◆ What the task requires:
Copy the lines exactly. Begin at the first line of the data and stop after the line with "However, running directly".

Stored data entries:
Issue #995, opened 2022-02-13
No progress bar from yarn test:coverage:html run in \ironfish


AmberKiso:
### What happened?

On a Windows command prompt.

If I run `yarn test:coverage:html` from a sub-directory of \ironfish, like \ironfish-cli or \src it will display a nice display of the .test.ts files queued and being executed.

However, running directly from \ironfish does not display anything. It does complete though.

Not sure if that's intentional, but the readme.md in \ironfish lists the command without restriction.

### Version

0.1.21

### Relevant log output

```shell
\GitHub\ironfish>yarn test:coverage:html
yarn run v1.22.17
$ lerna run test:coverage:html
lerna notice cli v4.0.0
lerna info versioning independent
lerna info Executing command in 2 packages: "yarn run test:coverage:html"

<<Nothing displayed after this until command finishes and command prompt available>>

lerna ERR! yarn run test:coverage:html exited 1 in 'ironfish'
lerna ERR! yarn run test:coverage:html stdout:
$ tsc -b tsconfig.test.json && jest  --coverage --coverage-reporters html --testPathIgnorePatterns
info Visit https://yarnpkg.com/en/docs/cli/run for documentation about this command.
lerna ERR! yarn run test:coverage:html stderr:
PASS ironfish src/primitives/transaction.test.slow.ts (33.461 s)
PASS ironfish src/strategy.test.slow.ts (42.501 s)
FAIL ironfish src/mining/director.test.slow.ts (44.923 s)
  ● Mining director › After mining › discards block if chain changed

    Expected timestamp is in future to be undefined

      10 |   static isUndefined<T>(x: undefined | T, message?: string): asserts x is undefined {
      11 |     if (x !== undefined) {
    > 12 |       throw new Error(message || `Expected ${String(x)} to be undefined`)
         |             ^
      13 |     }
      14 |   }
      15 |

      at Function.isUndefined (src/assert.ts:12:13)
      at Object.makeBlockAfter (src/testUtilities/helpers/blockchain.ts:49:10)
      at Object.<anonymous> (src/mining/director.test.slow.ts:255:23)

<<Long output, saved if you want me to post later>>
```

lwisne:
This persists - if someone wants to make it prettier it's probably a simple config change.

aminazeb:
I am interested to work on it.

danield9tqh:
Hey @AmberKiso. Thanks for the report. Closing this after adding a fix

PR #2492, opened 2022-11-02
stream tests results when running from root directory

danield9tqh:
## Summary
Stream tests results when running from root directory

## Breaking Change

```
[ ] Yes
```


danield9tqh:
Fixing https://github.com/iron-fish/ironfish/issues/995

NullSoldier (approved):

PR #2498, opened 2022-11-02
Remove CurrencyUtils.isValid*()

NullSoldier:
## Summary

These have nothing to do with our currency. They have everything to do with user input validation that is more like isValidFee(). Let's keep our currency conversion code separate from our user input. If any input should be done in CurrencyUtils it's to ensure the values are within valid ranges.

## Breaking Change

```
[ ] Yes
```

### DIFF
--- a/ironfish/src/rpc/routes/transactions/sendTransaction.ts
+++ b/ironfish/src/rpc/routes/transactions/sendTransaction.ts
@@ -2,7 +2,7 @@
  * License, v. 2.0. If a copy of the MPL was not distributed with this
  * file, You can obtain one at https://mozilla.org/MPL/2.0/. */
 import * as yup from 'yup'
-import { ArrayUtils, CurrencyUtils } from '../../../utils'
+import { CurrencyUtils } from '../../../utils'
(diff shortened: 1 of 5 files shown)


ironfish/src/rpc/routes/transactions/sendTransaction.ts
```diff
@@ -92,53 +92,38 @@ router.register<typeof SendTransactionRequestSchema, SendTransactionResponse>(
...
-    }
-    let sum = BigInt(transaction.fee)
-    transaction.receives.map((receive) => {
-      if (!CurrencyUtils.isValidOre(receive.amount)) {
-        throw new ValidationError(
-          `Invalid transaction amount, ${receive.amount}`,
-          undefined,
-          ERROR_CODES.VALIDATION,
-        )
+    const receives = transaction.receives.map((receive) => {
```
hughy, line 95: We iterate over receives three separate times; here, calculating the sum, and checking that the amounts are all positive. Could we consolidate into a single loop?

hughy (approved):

◆ Solution for this problem:
Issue #995, opened 2022-02-13
No progress bar from yarn test:coverage:html run in \ironfish


AmberKiso:
### What happened?

On a Windows command prompt.

If I run `yarn test:coverage:html` from a sub-directory of \ironfish, like \ironfish-cli or \src it will display a nice display of the .test.ts files queued and being executed.

However, running directly from \ironfish does not display anything. It does complete though.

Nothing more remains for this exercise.